The sliding window maximum problem involves finding the maximum element in each sliding window of size k in an array of integers. One efficient way to solve this problem is by using a double-ended queue (deque) data structure.

Overview

A deque is a versatile data structure that allows insertion and deletion at both ends in constant time.

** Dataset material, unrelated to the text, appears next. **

PR #885, opened 2023-02-21
Add Record Page Links to Reminders

### LINKED ISSUE #852: Cannot use links in reminders
## Description
There is no way to use the link of the reminder - when you create a reminder there’s an option to link it to a record, but that’s not exposed later on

By using a deque, we can efficiently maintain the maximum element for each sliding window as we traverse through the array.

Approach

Here’s a step-by-step approach to solving the sliding window maximum problem using a deque:

1. Create an empty deque to store the indices of the elements in the current window.

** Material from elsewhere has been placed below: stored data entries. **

PR #887, opened 2023-02-23
2023.3.x feature users manage profile photo

### LINKED ISSUE #483: Allow users to manage their profile photo [PlanID: 2023.3/27/1.5]
Administrators can enable (default) or disable if users can set their own profile photo in the auth/profile pages. The profile photo is either an uploaded photo or custom initials (1-3 ASCII characters) with a custom background and text colour. Administrators can also upload and set the initials with colours for any user via the admin panel.

The profile photo is then used on the top navigation on the right side.

-----

 - [x] for image - we accept JPEG and PNG formats, max size (propose)MB, resize to (propose)x(propose)px dimensions.
 - [x] admin can enable/disable photo upload (enabled by default)
 - [x] admin can enable/disable "the initials" feature (enabled by default)
 - [x] create a special endpoint to serve profile photos for users, accepts user-id and dimensions (resized on-demand)
 - [ ] in-browser resizing and cropping is a bonus.

KinyaElGrande:
Ref: https://github.com/cortezaproject/corteza/issues/483

This pull request introduces several changes that take effect when the "Profile Photo Avatar" feature is enabled. These changes include:

- [x]  Ability for admins to enable/disable avatar upload and avatar generation, which is enabled by default.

2. Initialize an empty vector or list to store the maximum elements for each window.

3. Traverse through the array and perform the following steps for each element arr[i]:

   • Remove any indices from the deque that are outside the current window (i-k+1 > deque.front()).
   • Remove any indices from the deque that correspond to elements smaller than the current element (arr[i] > arr[deque.back()]).
   • Add the current index i to the back of the deque.
   • If the front index of the deque is at least i-k+1, add the maximum element in the current window (arr[deque.front()]) to the result vector.

4. Return the vector of maximum elements for each window.

Code Implementation

Here’s an example implementation of the sliding window maximum problem using a deque in C++:

#include <iostream>
#include <vector>
#include <deque>

std::vector<int> slidingWindowMaximum(const std::vector<int>& arr, int k) {
    std::vector<int> result;
    std::deque<int> deque;
    
    for (int i = 0; i < arr.size(); i++) {
        // Remove indices from the deque that are outside the current window
        if (!deque.empty() && deque.front() <= i - k)
            deque.pop_front();
        
        // Remove indices from the deque that correspond to smaller elements
        while (!deque.empty() && arr[i] > arr[deque.back()])
            deque.pop_back();
        
        // Add the current index to the back of the deque
        deque.push_back(i);
        
        // Add the maximum element in the current window to the result vector
        if (i >= k - 1)
            result.push_back(arr[deque.front()]);
    }
    
    return result;
}

int main() {
    std::vector<int> arr = {1, 3, -1, -3, 5, 3, 6, 7};
    int k = 3;

    std::vector<int> result = slidingWindowMaximum(arr, k);

    std::cout << "Maximum elements for each window of size " << k << ":" << std::endl;
    for (int i : result)
        std::cout << i << " ";
    
    return 0;
}

Conclusion

Using a deque data structure, we can efficiently solve the sliding window maximum problem and find the maximum element for each window of size k. This approach has a time complexity of O(n) since each element is pushed and popped from the deque at most once.